I Evidently Have The Ear Of President Obama, As I Should. We Will All Be Smarter As A Result.

I'll admit I've been a bit saddened that Barack hasn't called, or written, or even signed up to follow me on twitter since assuming the office of President of The United States. I mean, prostituting myself to those hicks in Iowa was no doubt instrumental in securing the good Karma that allowed him to capture the White House. Prostituting to hicks is always good for Karma, and I'm sure a vote or two. 

Don't get me wrong, it's not like I was expecting an ambassadorship or appointment as Secretary of Health and Human Services in return for my generous and unyielding support, although that would have been nice, and would have worked out better for the administration, considering I have always made it a point to keep my account with the IRS current. No my friends, all I really expected in return for getting behind my keyboard and making someone the most powerful person in the world was good government. And it looks like good government I am going to get. From the February 15th New York Times. 

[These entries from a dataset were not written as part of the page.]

PR #806, opened 2015-03-04
hardening/117_deleteIndividualContextEntityAttribute

kzangeli:
DELETE /v1/contextEntities/{entity::id}/attributes/{attribute::name} now uses Std-op


fgalan:
LGTM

Yes I said February 15th. I've only made claims that I am right about all things governmental, never that I am timely:

WASHINGTON — The $787 billion economic stimulus bill approved by Congress will, for the first time, provide substantial amounts of money for the federal government to compare the effectiveness of different treatments for the same illness.

Under the legislation, researchers will receive $1.1 billion to compare drugs, medical devices, surgery and other ways of treating specific conditions.

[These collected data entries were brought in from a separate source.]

PR #808, opened 2015-03-04
Task/787 mongobackend query

fgalan:
Not all test work after merging this PR. The following unit test will fail (to be fixed with the updateContext functionality gets implemented in a further PR):

```
TEST(mongoContextProvidersUpdateRequest, severalCprs)
```

The following test harness will fail (I guess that mostly of them related with CPr redirection fucntionalty, taking into account that mongoBacken is not returning the 302 Found that current serviceRoutines expect to work):

*Edit:* change list of failing tets after 2e65343

```
  o  117_convop_using_standard_ops/postContextEntitiesByEntityId.test
  o  117_convop_using_standard_ops/postContextEntityAttributes.test
  o  117_convop_using_standard_ops/postEntityByIdAttributeByName.test
  o  499_context_providers_basic/query_redirect_operation.test
  o  499_context_providers_basic/query_redirect_three_providers.test
  o  499_context_providers_basic/update_redirect_delete_operation.test
  o  499_context_providers_basic/update_redirect_operation.test
  o  714_propagate_service_path/no_propagation_of_service_path_when_not_present.test
  o  715_forward_xauth_token_to_cprs/propagate_xauth_token_for_update_and_query_standard_ops.test
  o  716_forward_registered_attributes/forward_attribute_query.test
  o  719_servicepath_for_registrations/forward_attribute_with_servicePath.test
  o  719_servicepath_for_registrations/forward_queries.test
```


src/lib/ngsi/ContextElement.cpp
```diff
@@ -154,7 +157,7 @@ void ContextElement::fill(const struct ContextElement& ce)
   attributeDomainName.fill(ce.attributeDomainName);
   contextAttributeVector.fill((ContextAttributeVector*) &ce.contextAttributeVector);
   domainMetadataVector.fill((MetadataVector*) &ce.domainMetadataVector);
-  providingApplication = ce.providingApplication;  
+  providingApplicationList = ce.providingApplicationList;  // FIXME P10: not sure if this is the right way of doing, taking into account how the same is done for contextAttributeVector in its own fill() method...
```
fgalan: Is the `=` operator clever enough to actually copying vector contents? Looking to other similar structures (attributeList) I think you have encapsulated it in a separated class with speciall method for copying (with pass through all the vector, pushing back element from one to other). Maybe I should do the same?

I'm to used to high level languages in which this is not a problem at all that I'm a bit unsure at C++ :)

src/lib/ngsi/ContextElementResponse.cpp
```diff
@@ -31,6 +31,14 @@
 #include "ngsi/ContextElementResponse.h"
 #include "rest/ConnectionInfo.h"
 
+/* ****************************************************************************
+*
+* ContextElementResponse::render -
+*/
+ContextElementResponse::ContextElementResponse()
+{
+  notPrune = true;
```
fgalan: This is the field I needed to create in ContextElementResponse to implement "shadow" entities that need to be prunned at the end if no CPrs is found for them. Although you also use this class, I think is has no effect for you.

src/lib/rest/HttpStatusCode.h
```diff
@@ -36,6 +36,7 @@ typedef enum HttpStatusCode
 {
   SccNone                   = 0,     // Undefined
   SccOk                     = 200,   // Success
+  // FIXME P10: SccFound 302 will be removed at the end once #787 gets implemented
```
fgalan: 302 will be removed when you implement the new serviceRoutines part for postQueryContext and updateQueryContext. By the moment, we need to keep to avoid awful compliation errors.

test/unittests/mongoBackend/mongoContextProvidersQuery_test.cpp
```diff
@@ -541,8 +541,9 @@ static void prepareDatabaseSeveralCprs2(void)
 *
 * noPatternAttrsAll -
 *
-* Discover:  E3 -no attrs
-* Result:    E3 - (A1, A2, A3) - http://cr1.com
+* Query:  E3 - <null>
+* Result: E3 - (A1, A2, A3) - http://cr1.com
+*
 */
 TEST(mongoContextProvidersQueryRequest, noPatternAttrsAll)
```
fgalan: Appart of the three new tests (severalCprsX) the old test has been modified and adapted. Now, they are not based on 302 Found but they work in a more proper way.

I would be great if you could have a look and check that everything works as you will expectd in the postQueryContext serviceRoutine (as they will play the role than the unit tests is taking now but for real).

test/unittests/mongoBackend/mongoContextProvidersQuery_test.cpp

I wrote about the problem about to be solved back in December. In a nutshell, companies are required only to prove a drug works better than a placebo to win FDA approval. Not that it works better than what is already on the market. So in most cases, there is zero scientific evidence that one med may work better or have a better cost/effectiveness ratio than another. Is Wellbutrin better than Prozac at treating your depression? Who the fuck knows? Might Buspar be a better alternative than benzodiapines for treating anxiety? Might as well have a chimp throw a dart against the wall to find out. The one time the government undertook a large scale head-to-head drug effectiveness study, focusing on hypertension meds, it found the cheap as dirt and rarely prescribed diuretic chlorthaladone to be the most effective med in preventing heart attacks, strokes, and heart failure combined.

Wow. we've only wasted a few katrillion dollars by not giving people the most effective hypertension treatment for the last few decades. Not to mention we all look really stupid. Well my friends, in case you haven't noticed, willful ignorance and stupidity no longer have an ally in the White House:

Dr. Elliott S. Fisher of Dartmouth Medical School said the federal effort would help researchers try to answer questions like these:

Is it better to treat severe neck pain with surgery or a combination of physical therapy, exercise and medications? What is the best combination of “talk therapy” and prescription drugs to treat mild depression?

How do drugs and “watchful waiting” compare with surgery as a treatment for leg pain that results from blockage of the arteries in the lower legs? Is it better to treat chronic heart failure by medications alone or by drugs and home monitoring of a patient’s blood pressure and weight?

Who would not want to know the answers to these types of questions? The stupid and willfully ignorant, that's who. Keeping that in mind, it'll be a big surprise whose name comes up in the next quote:

But critics say the legislation could put the government in the middle of the doctor-patient relationship.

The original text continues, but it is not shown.